Two fMRI studies focused on semantic processing of words in ASD and suggested atypical semantic processing or organization. Harris et al. (2006)
demonstrated less activation in Broca's area and increased middle temporal gyrus activation in ASD relative to controls. The ASD group also showed similar activation in Broca's to the semantic and perceptual task, whereas controls had activation in this region only during the semantic task. Subjects indicated whether a visually presented word was positive or negative compared with a case decision of the same words, with similar performance in both groups. Gaffrey et al. (2007)

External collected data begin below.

PR #220, opened 2021-11-12
feat: Make `Identifiable` type generic

javieri-empathy:
Just makes the Identifiable type generic so we can use it with another ID types

### DIFF
--- a/packages/search-types/src/identifiable.model.ts
+++ b/packages/search-types/src/identifiable.model.ts
@@ -3,7 +3,7 @@
  *
  * @public
  */
-export interface Identifiable {
+export interface Identifiable<ID = string | number> {
   /** A unique ID that identifies the Object. */
-  id: string | number;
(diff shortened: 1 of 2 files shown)


pmareke (approved):

packages/search-types/src/identifiable.model.ts
```diff
@@ -3,7 +3,7 @@
  *
  * @public
  */
-export interface Identifiable {
+export interface Identifiable<ID = string | number> {
```
pmareke, line 6: I would use T instead of ID, but you're the master here.

pmareke (approved):

LuisMartinez15 (approved):

CachedaCodes (approved):

LuisMartinez15 (approved):

pmareke (approved):

PR #221, opened 2021-11-12
Feature/ex 4997 move scroll components

javieri-empathy:
This PR moves the scroll components to its own module.

The `base-scroll` and `scroll-mixin` serve as utilities to build more advanced scroll components. This components remain in `src/components`, the do not depend on any module.

The rest of te scroll components have been moved to the `scroll` module, and adjusted to work with it.

I've also simplified store management. In the end if we assume `ComponentScrollState` is an entity we can allow modifying it in any way, we do not need 5 individual mutations to do so. Wires were already mapping the value, so there is no big change here either.

❌Be careful, this PR has breaking changes ❌

> feat(scroll): Move scroll related components to the `scroll` X Module.
>
> BREAKING-CHANGE: `BaseIdScroll` has been renamed to `Scroll`. It should be imported from `@empathyco/x-components/scroll`
> BREAKING-CHANGE: `BaseMainScroll` has been renamed to `WindowScroll`. It should be imported from `@empathyco/x-components/scroll`
> BREAKING-CHANGE: `BaseScrollToTop` has been renamed to `ScrollToTop`. It should be imported from `@empathyco/x-components/scroll`
> BREAKING-CHANGE: `UserReachedScrollStart` event now emits a boolean indicating the change of this state.
> BREAKING-CHANGE: `UserAlmostReachedScrollEnd` event now emits a boolean indicating the change of this state.
> BREAKING-CHANGE: `UserReachedScrollEnd` event now emits a boolean indicating the change of this state.
> 
> EX-4997


packages/x-components/src/components/layouts/fixed-header-and-asides-layout.vue
```diff
@@ -95,7 +95,7 @@
   @Component({
     components: {
       BaseIdModal,
-      BaseIdScroll
+      Scroll
```
javieri-empathy, line 98: Importing a component from a module in a non module component shouldn't be allowed. But I think we can discuss the solution to this problem and move it into another PR. One solution would be to allow dynamic root components in our layouts sections.

pmareke:
Please change the Scroll To Top in the Layout view.

packages/x-components/src/x-modules/scroll/components/__tests__/scroll-to-top.spec.ts
```diff
@@ -1,60 +1,63 @@
...
+    const { scrollToTopWrapper, emitXEvent } = renderScrollToTop();
+    await emitXEvent('UserAlmostReachedScrollEnd', true);
+    await emitXEvent('UserChangedScrollDirection', 'DOWN');
     expect(scrollToTopWrapper.text()).toEqual('Top');
   });
 
   it('shows if a scroll is almost reaching the end and there is no threshold', async () => {
-    const { scrollToTopWrapper, emitXEvent } = renderBaseScrollToTop();
+    const { scrollToTopWrapper, emitXEvent } = renderScrollToTop();
     expect(scrollToTopWrapper.html()).toBe('');
```
pmareke, line 53: Is confusing, at least for me, that when the component is not visible it's rendered.

I mean, I would expect to test something like `expect(scrollToTopWrapper).toBeUndefined();` instead of an empty string.

packages/x-components/src/x-modules/scroll/components/__tests__/scroll.spec.ts
```diff
@@ -29,37 +31,41 @@ function renderBaseIdScroll({
...
+      jest.advanceTimersByTime(durationMs);
       await wrapper.vm.$nextTick();
     }
   };
 }
 
-describe('testing Base Scroll Component', () => {
+describe('testing Scroll Component', () => {
   beforeAll(jest.useFakeTimers);
   afterEach(jest.clearAllTimers);
```
pmareke, line 59: Same here as the other comment, if you remove this afterEach everything works the same.

packages/x-components/src/x-modules/scroll/components/__tests__/scroll.spec.ts
```diff
@@ -29,37 +31,41 @@ function renderBaseIdScroll({
...
+    const { wrapper } = await renderScroll({
       template: `
-        <BaseIdScroll :id="id">
+        <Scroll :id="id">
           <div data-test="content-scroll">
             <p>scroll content</p>
           </div>
-        </BaseIdScroll>`,
+        </Scroll>`,
       id: 'scrollResults'
```
pmareke, line 69: This `id` parameter already has a `scrollResults` value.

packages/x-components/src/x-modules/scroll/components/__tests__/scroll.spec.ts
```diff
@@ -68,14 +74,14 @@ describe('testing Base Scroll Component', () => {
   });
 
   it('throttles the scroll event', async () => {
-    const { wrapper, scroll, scrollElement } = renderBaseIdScroll({
+    const { wrapper, scroll, scrollElement } = await renderScroll({
       throttleMs: 200,
       id: 'scrollResults'
```
pmareke, line 79: Same here.

packages/x-components/src/x-modules/scroll/components/__tests__/window-scroll.spec.ts
```diff
@@ -32,28 +47,23 @@ function renderBaseMainScroll({
...
     },
     async scrollBody(options: { to: number; durationMs: number }) {
       body.scrollTop = options.to;
       body.dispatchEvent(new Event('scroll'));
       jest.advanceTimersByTime(options.durationMs);
-      await wrapperContainer.vm.$nextTick();
+      await localVue.nextTick();
     },
     async scrollContent(options: { to: number; durationMs: number }) {
       const scrollContent = wrapperContainer.find(getDataTestSelector('content')).element;
```
pmareke, line 69: Review the method as the following code it's not longer needed.

```javascript
jest.spyOn(scrollContent, 'clientHeight', 'get').mockImplementation(() => 700);
jest.spyOn(scrollContent, 'scrollHeight', 'get').mockImplementation(() => 150);
```

packages/x-components/src/x-modules/scroll/components/__tests__/window-scroll.spec.ts
```diff
@@ -78,14 +88,14 @@ describe('testing Main Scroll Component', () => {
```
pmareke, line 88: Same here with the `afterEach(jest.clearAllTimers);`

packages/x-components/src/x-modules/scroll/components/__tests__/window-scroll.spec.ts
```diff
@@ -1,22 +1,37 @@
...
 
-function renderBaseMainScroll({
-  template = `<BaseMainScroll :throttleMs="throttleMs" :tag="tag"/>`,
+async function renderWindowScroll({
+  template = `<WindowScroll :throttleMs="throttleMs" :tag="tag"/>`,
   throttleMs = 200,
   scrollHeight = 800,
   clientHeight = 200,
   distanceToBottom = 100,
   tag,
```
pmareke, line 13: You can use here a default `body` or `html` and remove the half of `tag` in the calls to the `renderBaseMainScroll` function.

packages/x-components/src/x-modules/scroll/components/scroll-to-top.vue
```diff
@@ -15,12 +15,14 @@
...
+  import { State, xComponentMixin } from '../../../components';
+  import BaseEventButton from '../../../components/base-event-button.vue';
+  import { NoElement } from '../../../components/no-element';
+  import { Dictionary } from '../../../utils';
+  import { XEventsTypes } from '../../../wiring';
+  import { ScrollComponentState } from '../store';
+  import { scrollXModule } from '../x-module';
 
   /**
    * Renders a button with a default slot.
```
pmareke, line 28: `Renders a button with a default slot and an animation.` ?

packages/x-components/src/x-modules/scroll/components/scroll-to-top.vue
```diff
@@ -107,7 +117,7 @@
      * @internal
      */
     protected get isThresholdReached(): boolean {
-      return this.useThresholdStrategy && this.scrollTop > (this.thresholdPx as number);
+      return this.useThresholdStrategy && this.scrollData.position > this.thresholdPx!;
```
pmareke, line 120: This `useThresholdStrategy` computed property name is confusing isn't it? Maybe something like `isThresholdANumber`

packages/x-components/src/x-modules/scroll/components/scroll.vue
```diff
@@ -60,23 +62,14 @@
...
     public id!: string;
 
-    /**
-     * If true (default), sets the scroll position of the {@link BaseScroll} component to top when
-     * an {@link XEventsTypes.UserAcceptedAQuery} event is emitted.
-     *
-     * @public
-     */
-    @Prop({ default: true })
-    protected resetOnQueryChange!: boolean;
```
pmareke: What happened with this prop? If we're going to remove it please remove it also in the `BaseScroll` and `Scroll` doc examples

packages/x-components/src/x-modules/scroll/components/window-scroll.vue
```diff
@@ -33,135 +33,78 @@
...
-      this.$x.emit(event, payload as any, { target: this.element, id: this.id });
-    }
-
-    // eslint-disable-next-line @typescript-eslint/no-empty-function
-    render(): void {}
-
-    beforeDestroy(): void {
-      this.elementListener.removeEventListener('scroll', this.throttledStoreScrollData);
+    protected createXEventMetadata(): Partial<WireMetadata> {
+      return { target: this.$el, id: this.id };
```
pmareke, line 88: This is the same as the createEventMetadata from the `Scroll` component right? Can we extract to the utils folder?

If not, please add the type `as HTMLElement` to the `$el`.

packages/x-components/src/x-modules/scroll/store/module.ts
```diff
@@ -13,21 +13,17 @@ export const scrollXStoreModule: ScrollXStoreModule = {
...
-      initScrollComponentState(state.data, id);
-      state.data[id].hasReachedEnd = value;
-    },
-    setScrollHasReachedStart(state, { id, value }) {
-      initScrollComponentState(state.data, id);
-      state.data[id].hasReachedStart = value;
+    setScrollComponentState(state, { id, newState }) {
+      if (!state.data[id]) {
+        Vue.set<ScrollComponentState>(state.data, id, {
+          hasReachedStart: false,
```
pmareke, line 19: I think we can create a helper method called `createScrollInitialState`, or something like that, and move this to the utils folder.

packages/x-components/src/x-modules/scroll/wiring.ts
```diff
@@ -26,9 +26,22 @@ export const setScrollPositionWire = wireCommit(
  * @public
  */
 export const setScrollDirectionWire = wireCommit(
-  'setScrollDirection',
+  'setScrollComponentState',
   ({ metadata, eventPayload }: WirePayload<ScrollDirection>) => ({
-    direction: eventPayload,
+    newState: { direction: eventPayload },
+    id: metadata.id as string
```
pmareke, line 32: Can you use `id: metadata.id!` here? At this point you can asume that you're going to have and id right?

pmareke (changes requested):
Amazing job mate, acojonante.

packages/x-components/src/components/layouts/fixed-header-and-asides-layout.vue
pmareke: I think in this case in particularly we're always going to have scroll right? It's for me but thanks for pointing out.

packages/x-components/src/x-modules/scroll/components/scroll-to-top.vue
LuisMartinez15: But there is not default animation, right? You have to pass in the animation.

packages/x-components/src/x-modules/scroll/components/window-scroll.vue
```diff
@@ -0,0 +1,227 @@
...
+   * Main scroll component that depending on the user interactivity emits different events for
+   * knowing when the user scrolls, the direction of scroll and if user reaches the start or end.
+   * All this about main scroll.
+   *
+   * @public
+   */
+  @Component({
+    mixins: [xComponentMixin(scrollXModule)]
+  })
+  export default class WindowScroll extends mixins(ScrollMixin) {
```
LuisMartinez15, line 20: Why is this component called `WindowScroll` instead of `MainScroll` if the documentation says Main scroll component? just wondering 😅

packages/x-components/src/x-modules/scroll/components/window-scroll.vue
LuisMartinez15: +1 for the type

packages/x-components/src/x-modules/scroll/store/index.ts
```diff
@@ -1,4 +1,3 @@
 export * from './emitters';
 export * from './module';
 export * from './types';
-export * from './utils';
```
LuisMartinez15, line 4: RIP (15/11-15/11)

packages/x-components/src/x-modules/scroll/store/module.ts
LuisMartinez15: I think he did the opposite here 😅 
This was previously in a utility and he removed it and did it here. I wouldn't move it back to the utils folder as this is the only place where this is being used.

LuisMartinez15 (changes requested):

packages/x-components/src/components/layouts/fixed-header-and-asides-layout.vue
javieri-empathy: The problem is that even if you don't use our layouts you will still have the scroll module loaded.

packages/x-components/src/components/scroll/__tests__/base-scroll.spec.ts
```diff
@@ -60,8 +62,8 @@ describe('testing Base Scroll Component', () => {
   beforeAll(jest.useFakeTimers);
```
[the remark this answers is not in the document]
javieri-empathy: That is just to cleanup in case there are any pending timers. We are using fake timers (check line 55 `jest.advanceTimersByTime(durationMs)`.

packages/x-components/src/x-modules/scroll/components/__tests__/scroll-to-top.spec.ts
```diff
@@ -1,60 +1,63 @@
...
-  const scrollToTopWrapper = wrapper.findComponent(BaseScrollToTop);
+  const scrollToTopWrapper = wrapper.findComponent(ScrollToTop);
 
   return {
     scrollToTopWrapper,
-    async click() {
+    click() {
       scrollToTopWrapper.trigger('click');
-      await localVue.nextTick();
+      return localVue.nextTick();
```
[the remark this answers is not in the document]
javieri-empathy: Right, I forgot the second approach, it is easier.

packages/x-components/src/x-modules/scroll/components/__tests__/scroll-to-top.spec.ts
```diff
@@ -1,60 +1,63 @@
...
     },
-    async emitXEvent<Event extends XEvent>(event: Event, payload: XEventPayload<Event>) {
```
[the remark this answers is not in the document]
javieri-empathy: Both approaches are doing the same. `async` / `await` is almost all syntactic sugar over the promises. Why do I want to do an `await` of a promise when I can just return it?

packages/x-components/src/x-modules/scroll/components/__tests__/scroll-to-top.spec.ts
javieri-empathy: I don't think this confusing. Maybe a `expect(xxx).toRenderNothing()` would be more readable, but reading that a component is rendering no HTML is fine for me. In any case, that's Vue test utils problem, which forces you to test it like this. And you can't use `expect(scrollToTopWrapper.element).toBeUndefined()` because the element is actually a comment node, so it is not undefined.

packages/x-components/src/x-modules/scroll/components/__tests__/scroll-to-top.spec.ts
```diff
@@ -1,60 +1,63 @@
...
-    const { scrollToTopWrapper, emitXEvent } = renderBaseScrollToTop();
+    const { scrollToTopWrapper, emitXEvent } = renderScrollToTop();
     expect(scrollToTopWrapper.html()).toBe('');
-    await emitXEvent('UserAlmostReachedScrollEnd', 100);
+    await emitXEvent('UserAlmostReachedScrollEnd', true);
+    await emitXEvent('UserChangedScrollDirection', 'DOWN');
     expect(scrollToTopWrapper.html()).not.toBe('');
   });
 
   it('shows if the scroll is over the threshold and user scrolls up', async () => {
```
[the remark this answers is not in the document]
javieri-empathy: Why do you say it doesn't render at all? IT renders a button, with an span...

packages/x-components/src/x-modules/scroll/components/__tests__/scroll-to-top.spec.ts
```diff
@@ -77,18 +81,18 @@ describe('testing Base Scroll To Top component', () => {
 
   // eslint-disable-next-line max-len
   it('hides when the scroll direction is up once the scroll has almost reached the end', async () => {
-    const { scrollToTopWrapper, emitXEvent } = renderBaseScrollToTop();
+    const { scrollToTopWrapper, emitXEvent } = renderScrollToTop();
 
     await emitXEvent('UserChangedScrollDirection', 'DOWN');
-    await emitXEvent('UserAlmostReachedScrollEnd', 100);
+    await emitXEvent('UserAlmostReachedScrollEnd', true);
     expect(scrollToTopWrapper.html()).not.toBe('');
```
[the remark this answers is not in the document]
javieri-empathy: If you pass the `Top` string explicitly to the `renderBaseScrollToTop` function I would do it too, but as it is not passed, knowing that it is rendering something it is enough.

packages/x-components/src/x-modules/scroll/components/__tests__/scroll.spec.ts
javieri-empathy: Same answer, this is just to ensure that each test is executed isolated and there are no pending calls from other tests.

packages/x-components/src/x-modules/scroll/components/__tests__/scroll.spec.ts
javieri-empathy: Changed it. It is all about being explicit

packages/x-components/src/x-modules/scroll/components/scroll-to-top.vue
javieri-empathy: I agree with @LuisMartinez15 The animation optional. However I have simplified the documentation, too much detail.

packages/x-components/src/x-modules/scroll/components/scroll-to-top.vue
javieri-empathy: I don't think so. This component has two ways of working, rendering itself when a certain threshold is reached, or when the user is about the end the scroll and keeps scrolling down. I don't even know if this last way is necessary, as it does not work properly with the infinite scroll, maybe it only makes sense for pagination. 

The `useThresholdStrategy` name exactly tells this, if the component should render after a threshold. `isThresholdANumber` says nothing about the intention for me.

packages/x-components/src/x-modules/scroll/components/window-scroll.vue
javieri-empathy: Because the documentation is written in chino mandarin and it wasn't affected by the global replace I did. Fixed it. Thanks

packages/x-components/src/x-modules/scroll/components/window-scroll.vue
javieri-empathy: I don't think it makes sense to make any of this. 
The `this.$el` is already typed thanks to the `ScrollMixin` component. In the `Scroll.vue` component, it has to be casted, as it does not use the `ScrollMixin`.

I don't see any value in the utility, appart from other layer of abstraction. If this was more complex code with decisions, loops it might make more sense, but for creating a typed object with 2 properties? Unnecessary FMPOV.

packages/x-components/src/x-modules/scroll/store/module.ts
javieri-empathy: I did exactly the opposite yeah, as it is now just one `if` and one statement, I think it is easier to keep it here. 

I had wrote a comment here in the PR explaining this, but forgot to send it 😅.

packages/x-components/src/x-modules/scroll/components/scroll.vue
pmareke: Remove it in the BaseScroll docs also please.

packages/x-components/src/x-modules/scroll/components/__tests__/window-scroll.spec.ts
```diff
@@ -522,42 +601,63 @@ describe('testing Main Scroll Component', () => {
...
+          moduleName: 'scroll',
           target: document.body,
           id: 'main-scroll'
         }
       });
     });
 
     it('does not trigger event when scrolling in document or other element', async () => {
-      const { wrapperContainer, scrollHtml, scrollContent } = renderBaseMainScroll({
+      const { wrapper, scrollHtml, scrollContent } = await renderWindowScroll({
```
javieri-empathy, line 649: Should this test be removed? I feel like it is testing a native browser behavior (the scroll event does not bubble), and it is doing so by mocking all the JSDOM elements in the test with random values....

pmareke: I like the validation that our scrolls are not scrolling, for me is ok to leave it but I'll buy you if you prefer to delete it.

pmareke (approved):

packages/x-components/src/components/scroll/__tests__/base-scroll.spec.ts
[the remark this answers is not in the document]
LuisMartinez15: I think we said the same, but got downvoted :feelsbadman:

packages/x-components/src/x-modules/scroll/components/__tests__/window-scroll.spec.ts
LuisMartinez15: We can delete it if it doesn't provide any value. We can check it later after the whole module's rework or in another pr, as I'm going to merge this one.

LuisMartinez15 (approved):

had subjects determine whether visually presented words belonged to a given category and contrasted this with subjects indicating whether a specified letter occurred in letter strings. The control group was more accurate than the ASD group for the category task. The ASD group compared to controls had increased extrastriate visual cortex activation, which corresponded to increased errors on the semantic task. ASD individuals also had smaller activation clusters than controls in left inferior frontal regions, however, direct group comparisons did not reveal this difference.
The purpose of this study was to investigate semantic processing in adolescents with ASD and typically developing adolescents, utilizing fMRI. We used a visually presented response-naming task (Bookheimer et al., 1997
). Almost no previous semantic fMRI tasks in ASD have involved language production and to our knowledge, this is the only study that has used a semantic task involving semantic integration and word generation. We chose a task that each individual could easily and accurately perform so that differences in activation between the groups could not be attributed to differences in performance levels (Bookheimer, 2000
). fMRI semantic studies have been performed mainly in adults. To our knowledge, this is the first study to examine language activation patterns in ASD adolescents as young as 11 years old. Broca's and Wernicke's areas play key roles in semantic functions (for reviews, Bookheimer, 2002
; Foundas, 2001
; Vigneau et al., 2006
). In addition, functional neuroimaging studies in ASD have demonstrated differences in these regions during semantic tasks, with several studies reporting decreased Broca's activation (Gaffrey et al., 2007
; Harris et al., 2006
; Just et al., 2004
; Kana et al., 2006
) and some finding increased Wernicke's area activation (Harris et al., 2006
; Just et al., 2004
). We therefore hypothesized that ASD individuals would have decreased left frontal language activation and increased activation of left temporal language regions. These prior studies, however, did not involve language generation, which relies heavily on Broca's area; so alternatively, we might not expect to find group differences in Broca's activation with this task. Behavioral and imaging studies have suggested different semantic organization or strategies in semantic processing. Based on these findings, we predicted that the ASD group compared to typically developing adolescents would rely on different cortical areas during the semantic task.